Monday, April 30, 2007

Media Coverage

It's taken me this long to have something to say about the Virginia Tech shootings, mainly because I like to think about things until I have a conclusion to the point I'm worrying over before I share with people. In this case, I don't have a conclusion, but in these situations,
is there one?

I still don't have anything to say on the shooting itself. It was on every newscast and on the front page of every paper for days and days afterwards. And I thought what I think every time something like this happens and the news cameras swoop in like vultures to capture every tearful tribute to the victims. I've always struggled with this. "Leave them alone!" I want to scream at the news people; "Why can't you let them mourn their dead in peace?" Maybe it's just my personality, being private and reserved, and knowing that if something (God forbid) had happened to my family or friends, I would not want it clobbered all over the media for everyone and their mother's morbid entertainment of the evening. I hate it that the networks capitalize on people's pain for their own already bloated bank accounts in the name of "news".

And the constant loop of the shooter's delusions? Absolutely disgusting. He killed people to get attention--and boy he got it all right. He got everything he wanted, his paranoid grudges aired out for the whole world to see over and over and over. And this doesn't fall into the catagory of "letting the terrorists win" because...?

But on the other hand, something like this shouldn't be just ignored. The victims deserve to be noticed and remembered. It does matter. The people matter. And how are they supposed to balance the vulture with the rightful attention? I don't know. Everyone blames the media, but the media wouldn't do it if people didn't buy into it. The public is just as much to blame: and not just some amorphous blob, but the individual people in it. The millions of individual people that will turn on their TVs and buy the newspaper only when it's splashed with gory excitement.

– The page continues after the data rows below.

PR #319, opened 2018-10-05
Migrate fix

maxsam4:
1) `npm i fs`
2) save private key in ./privKey
3) `truffle migrate --network kovan`


maxsam4:
Nevermind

Perhaps what burns me is the selective nature of their attention. Mass shootings at universities happen with alarming frequency in the Middle East and Iraq (here is a full article on that) that create barely a blip on the media radar besides a droning list of numbers. Given the dangers of reporting in a war zone, I'm not going to condemn the media on that point. But I'd like to point out that even if they can't get the kind of footage that they played over and over again from Virginia, I'm sure they'd be able to get something. Those victims deserve to be noticed and humanized as well.